## WHAT THE TASK ASKS
Each of the following records is to be printed verbatim.
[EXERCISE DATA — start]
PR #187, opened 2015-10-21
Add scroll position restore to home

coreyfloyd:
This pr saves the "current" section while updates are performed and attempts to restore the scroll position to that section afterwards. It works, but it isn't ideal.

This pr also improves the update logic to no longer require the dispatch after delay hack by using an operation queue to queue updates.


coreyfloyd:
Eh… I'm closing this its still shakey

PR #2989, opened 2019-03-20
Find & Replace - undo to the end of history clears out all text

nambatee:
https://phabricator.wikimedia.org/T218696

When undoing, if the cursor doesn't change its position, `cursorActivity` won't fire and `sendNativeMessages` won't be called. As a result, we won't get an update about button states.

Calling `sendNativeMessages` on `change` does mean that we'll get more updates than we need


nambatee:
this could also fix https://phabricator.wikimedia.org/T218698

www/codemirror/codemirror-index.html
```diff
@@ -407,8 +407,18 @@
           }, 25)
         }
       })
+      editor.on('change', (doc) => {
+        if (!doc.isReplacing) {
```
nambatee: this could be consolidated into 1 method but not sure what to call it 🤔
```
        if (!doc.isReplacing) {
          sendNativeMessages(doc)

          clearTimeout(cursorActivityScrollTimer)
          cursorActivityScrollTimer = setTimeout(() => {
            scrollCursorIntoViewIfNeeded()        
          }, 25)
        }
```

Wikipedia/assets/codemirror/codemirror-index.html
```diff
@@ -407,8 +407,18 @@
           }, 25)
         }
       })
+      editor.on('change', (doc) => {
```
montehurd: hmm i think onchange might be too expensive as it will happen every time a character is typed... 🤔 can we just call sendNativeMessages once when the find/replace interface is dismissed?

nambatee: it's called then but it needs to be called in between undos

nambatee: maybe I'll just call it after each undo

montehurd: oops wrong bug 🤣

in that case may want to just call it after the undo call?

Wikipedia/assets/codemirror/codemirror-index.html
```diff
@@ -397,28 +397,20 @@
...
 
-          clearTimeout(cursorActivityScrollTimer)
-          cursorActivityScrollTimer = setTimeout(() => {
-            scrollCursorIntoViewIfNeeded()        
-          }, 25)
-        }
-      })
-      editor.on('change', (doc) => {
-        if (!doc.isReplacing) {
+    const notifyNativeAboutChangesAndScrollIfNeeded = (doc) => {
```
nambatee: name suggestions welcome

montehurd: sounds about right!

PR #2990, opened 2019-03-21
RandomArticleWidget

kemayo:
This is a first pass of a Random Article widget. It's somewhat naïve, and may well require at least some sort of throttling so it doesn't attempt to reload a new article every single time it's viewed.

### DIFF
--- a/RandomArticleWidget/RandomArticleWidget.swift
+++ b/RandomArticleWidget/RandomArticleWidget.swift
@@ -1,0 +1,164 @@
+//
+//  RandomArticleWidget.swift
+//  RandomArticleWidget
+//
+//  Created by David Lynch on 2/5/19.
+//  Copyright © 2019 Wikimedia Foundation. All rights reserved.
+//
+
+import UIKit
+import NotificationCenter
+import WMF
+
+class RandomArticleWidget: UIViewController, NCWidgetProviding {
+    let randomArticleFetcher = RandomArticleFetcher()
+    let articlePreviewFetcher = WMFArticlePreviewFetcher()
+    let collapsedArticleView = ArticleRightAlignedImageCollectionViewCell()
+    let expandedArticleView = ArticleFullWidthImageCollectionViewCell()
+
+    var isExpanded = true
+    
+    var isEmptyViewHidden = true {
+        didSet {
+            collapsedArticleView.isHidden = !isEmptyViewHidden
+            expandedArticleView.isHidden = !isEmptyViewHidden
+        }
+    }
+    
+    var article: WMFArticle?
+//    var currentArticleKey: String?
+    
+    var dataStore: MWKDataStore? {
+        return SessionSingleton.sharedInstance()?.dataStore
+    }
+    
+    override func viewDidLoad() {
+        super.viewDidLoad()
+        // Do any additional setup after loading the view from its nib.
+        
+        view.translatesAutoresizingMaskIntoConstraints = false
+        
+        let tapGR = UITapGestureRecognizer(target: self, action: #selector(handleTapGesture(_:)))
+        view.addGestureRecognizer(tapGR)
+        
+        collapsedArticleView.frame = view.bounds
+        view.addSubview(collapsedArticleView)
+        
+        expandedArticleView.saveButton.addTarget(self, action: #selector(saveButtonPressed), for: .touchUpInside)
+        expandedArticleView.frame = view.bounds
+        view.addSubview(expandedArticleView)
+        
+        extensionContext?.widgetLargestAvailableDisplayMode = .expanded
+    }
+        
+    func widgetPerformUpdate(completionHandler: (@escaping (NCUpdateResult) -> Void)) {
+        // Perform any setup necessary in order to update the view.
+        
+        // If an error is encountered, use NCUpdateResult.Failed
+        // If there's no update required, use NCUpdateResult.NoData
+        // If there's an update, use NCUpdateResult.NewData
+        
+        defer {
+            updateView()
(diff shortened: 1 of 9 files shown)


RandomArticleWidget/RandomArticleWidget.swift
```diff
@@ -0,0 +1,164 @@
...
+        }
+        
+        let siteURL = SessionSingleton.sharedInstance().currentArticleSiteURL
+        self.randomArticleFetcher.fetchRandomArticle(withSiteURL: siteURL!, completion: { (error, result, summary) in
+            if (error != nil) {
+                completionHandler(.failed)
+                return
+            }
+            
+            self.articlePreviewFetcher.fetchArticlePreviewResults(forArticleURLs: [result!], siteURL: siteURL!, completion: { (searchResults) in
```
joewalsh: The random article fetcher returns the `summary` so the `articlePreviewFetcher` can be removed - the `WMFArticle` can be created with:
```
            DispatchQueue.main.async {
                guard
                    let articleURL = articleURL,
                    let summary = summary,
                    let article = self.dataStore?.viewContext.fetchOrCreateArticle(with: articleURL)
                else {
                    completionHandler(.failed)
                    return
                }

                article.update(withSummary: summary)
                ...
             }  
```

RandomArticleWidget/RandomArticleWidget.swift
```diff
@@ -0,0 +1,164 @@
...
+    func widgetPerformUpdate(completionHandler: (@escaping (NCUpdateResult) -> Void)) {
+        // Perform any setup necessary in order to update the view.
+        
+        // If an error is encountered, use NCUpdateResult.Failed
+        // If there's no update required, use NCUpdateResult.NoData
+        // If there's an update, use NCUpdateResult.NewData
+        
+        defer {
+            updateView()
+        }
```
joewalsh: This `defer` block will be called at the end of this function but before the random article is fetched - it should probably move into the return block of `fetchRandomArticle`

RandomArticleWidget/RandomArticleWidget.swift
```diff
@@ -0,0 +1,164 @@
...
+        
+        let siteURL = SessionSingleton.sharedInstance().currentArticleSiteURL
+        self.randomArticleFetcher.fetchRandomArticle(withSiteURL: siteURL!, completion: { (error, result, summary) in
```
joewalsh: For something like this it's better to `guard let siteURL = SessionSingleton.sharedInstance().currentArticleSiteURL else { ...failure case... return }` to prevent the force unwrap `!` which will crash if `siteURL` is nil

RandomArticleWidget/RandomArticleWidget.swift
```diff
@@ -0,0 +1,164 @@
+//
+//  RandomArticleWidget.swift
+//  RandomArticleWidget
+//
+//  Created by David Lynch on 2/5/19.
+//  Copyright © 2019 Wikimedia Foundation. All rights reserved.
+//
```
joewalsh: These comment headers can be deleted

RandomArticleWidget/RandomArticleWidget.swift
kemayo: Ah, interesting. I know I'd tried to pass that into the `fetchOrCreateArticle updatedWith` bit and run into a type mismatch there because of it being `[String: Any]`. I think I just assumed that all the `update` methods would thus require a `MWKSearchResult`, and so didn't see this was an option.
[EXERCISE DATA — finish]
## SOLUTION TO THE PROBLEM
PR #187, opened 2015-10-21
Add scroll position restore to home

coreyfloyd:
This pr saves the "current" section while updates are performed and attempts to restore the scroll position to that section afterwards. It works, but it isn't ideal.

This pr also improves the update logic to no longer require the dispatch after delay hack by using an operation queue to queue updates.


coreyfloyd:
Eh… I'm closing this its still shakey

PR #2989, opened 2019-03-20
Find & Replace - undo to the end of history clears out all text

nambatee:
https://phabricator.wikimedia.org/T218696

When undoing, if the cursor doesn't change its position, `cursorActivity` won't fire and `sendNativeMessages` won't be called. As a result, we won't get an update about button states.

Calling `sendNativeMessages` on `change` does mean that we'll get more updates than we need


nambatee:
this could also fix https://phabricator.wikimedia.org/T218698

www/codemirror/codemirror-index.html
```diff
@@ -407,8 +407,18 @@
           }, 25)
         }
       })
+      editor.on('change', (doc) => {
+        if (!doc.isReplacing) {
```
nambatee: this could be consolidated into 1 method but not sure what to call it 🤔
```
        if (!doc.isReplacing) {
          sendNativeMessages(doc)

          clearTimeout(cursorActivityScrollTimer)
          cursorActivityScrollTimer = setTimeout(() => {
            scrollCursorIntoViewIfNeeded()        
          }, 25)
        }
```

Wikipedia/assets/codemirror/codemirror-index.html
```diff
@@ -407,8 +407,18 @@
           }, 25)
         }
       })
+      editor.on('change', (doc) => {
```
montehurd: hmm i think onchange might be too expensive as it will happen every time a character is typed... 🤔 can we just call sendNativeMessages once when the find/replace interface is dismissed?

nambatee: it's called then but it needs to be called in between undos

nambatee: maybe I'll just call it after each undo

montehurd: oops wrong bug 🤣

in that case may want to just call it after the undo call?

Wikipedia/assets/codemirror/codemirror-index.html
```diff
@@ -397,28 +397,20 @@
...
 
-          clearTimeout(cursorActivityScrollTimer)
-          cursorActivityScrollTimer = setTimeout(() => {
-            scrollCursorIntoViewIfNeeded()        
-          }, 25)
-        }
-      })
-      editor.on('change', (doc) => {
-        if (!doc.isReplacing) {
+    const notifyNativeAboutChangesAndScrollIfNeeded = (doc) => {
```
nambatee: name suggestions welcome

montehurd: sounds about right!

PR #2990, opened 2019-03-21
RandomArticleWidget

kemayo:
This is a first pass of a Random Article widget. It's somewhat naïve, and may well require at least some sort of throttling so it doesn't attempt to reload a new article every single time it's viewed.

### DIFF
--- a/RandomArticleWidget/RandomArticleWidget.swift
+++ b/RandomArticleWidget/RandomArticleWidget.swift
@@ -1,0 +1,164 @@
+//
+//  RandomArticleWidget.swift
+//  RandomArticleWidget
+//
+//  Created by David Lynch on 2/5/19.
+//  Copyright © 2019 Wikimedia Foundation. All rights reserved.
+//
+
+import UIKit
+import NotificationCenter
+import WMF
+
+class RandomArticleWidget: UIViewController, NCWidgetProviding {
+    let randomArticleFetcher = RandomArticleFetcher()
+    let articlePreviewFetcher = WMFArticlePreviewFetcher()
+    let collapsedArticleView = ArticleRightAlignedImageCollectionViewCell()
+    let expandedArticleView = ArticleFullWidthImageCollectionViewCell()
+
+    var isExpanded = true
+    
+    var isEmptyViewHidden = true {
+        didSet {
+            collapsedArticleView.isHidden = !isEmptyViewHidden
+            expandedArticleView.isHidden = !isEmptyViewHidden
+        }
+    }
+    
+    var article: WMFArticle?
+//    var currentArticleKey: String?
+    
+    var dataStore: MWKDataStore? {
+        return SessionSingleton.sharedInstance()?.dataStore
+    }
+    
+    override func viewDidLoad() {
+        super.viewDidLoad()
+        // Do any additional setup after loading the view from its nib.
+        
+        view.translatesAutoresizingMaskIntoConstraints = false
+        
+        let tapGR = UITapGestureRecognizer(target: self, action: #selector(handleTapGesture(_:)))
+        view.addGestureRecognizer(tapGR)
+        
+        collapsedArticleView.frame = view.bounds
+        view.addSubview(collapsedArticleView)
+        
+        expandedArticleView.saveButton.addTarget(self, action: #selector(saveButtonPressed), for: .touchUpInside)
+        expandedArticleView.frame = view.bounds
+        view.addSubview(expandedArticleView)
+        
+        extensionContext?.widgetLargestAvailableDisplayMode = .expanded
+    }
+        
+    func widgetPerformUpdate(completionHandler: (@escaping (NCUpdateResult) -> Void)) {
+        // Perform any setup necessary in order to update the view.
+        
+        // If an error is encountered, use NCUpdateResult.Failed
+        // If there's no update required, use NCUpdateResult.NoData
+        // If there's an update, use NCUpdateResult.NewData
+        
+        defer {
+            updateView()
(diff shortened: 1 of 9 files shown)


RandomArticleWidget/RandomArticleWidget.swift
```diff
@@ -0,0 +1,164 @@
...
+        }
+        
+        let siteURL = SessionSingleton.sharedInstance().currentArticleSiteURL
+        self.randomArticleFetcher.fetchRandomArticle(withSiteURL: siteURL!, completion: { (error, result, summary) in
+            if (error != nil) {
+                completionHandler(.failed)
+                return
+            }
+            
+            self.articlePreviewFetcher.fetchArticlePreviewResults(forArticleURLs: [result!], siteURL: siteURL!, completion: { (searchResults) in
```
joewalsh: The random article fetcher returns the `summary` so the `articlePreviewFetcher` can be removed - the `WMFArticle` can be created with:
```
            DispatchQueue.main.async {
                guard
                    let articleURL = articleURL,
                    let summary = summary,
                    let article = self.dataStore?.viewContext.fetchOrCreateArticle(with: articleURL)
                else {
                    completionHandler(.failed)
                    return
                }

                article.update(withSummary: summary)
                ...
             }  
```

RandomArticleWidget/RandomArticleWidget.swift
```diff
@@ -0,0 +1,164 @@
...
+    func widgetPerformUpdate(completionHandler: (@escaping (NCUpdateResult) -> Void)) {
+        // Perform any setup necessary in order to update the view.
+        
+        // If an error is encountered, use NCUpdateResult.Failed
+        // If there's no update required, use NCUpdateResult.NoData
+        // If there's an update, use NCUpdateResult.NewData
+        
+        defer {
+            updateView()
+        }
```
joewalsh: This `defer` block will be called at the end of this function but before the random article is fetched - it should probably move into the return block of `fetchRandomArticle`

RandomArticleWidget/RandomArticleWidget.swift
```diff
@@ -0,0 +1,164 @@
...
+        
+        let siteURL = SessionSingleton.sharedInstance().currentArticleSiteURL
+        self.randomArticleFetcher.fetchRandomArticle(withSiteURL: siteURL!, completion: { (error, result, summary) in
```
joewalsh: For something like this it's better to `guard let siteURL = SessionSingleton.sharedInstance().currentArticleSiteURL else { ...failure case... return }` to prevent the force unwrap `!` which will crash if `siteURL` is nil

RandomArticleWidget/RandomArticleWidget.swift
```diff
@@ -0,0 +1,164 @@
+//
+//  RandomArticleWidget.swift
+//  RandomArticleWidget
+//
+//  Created by David Lynch on 2/5/19.
+//  Copyright © 2019 Wikimedia Foundation. All rights reserved.
+//
```
joewalsh: These comment headers can be deleted

RandomArticleWidget/RandomArticleWidget.swift
kemayo: Ah, interesting. I know I'd tried to pass that into the `fetchOrCreateArticle updatedWith` bit and run into a type mismatch there because of it being `[String: Any]`. I think I just assumed that all the `update` methods would thus require a `MWKSearchResult`, and so didn't see this was an option.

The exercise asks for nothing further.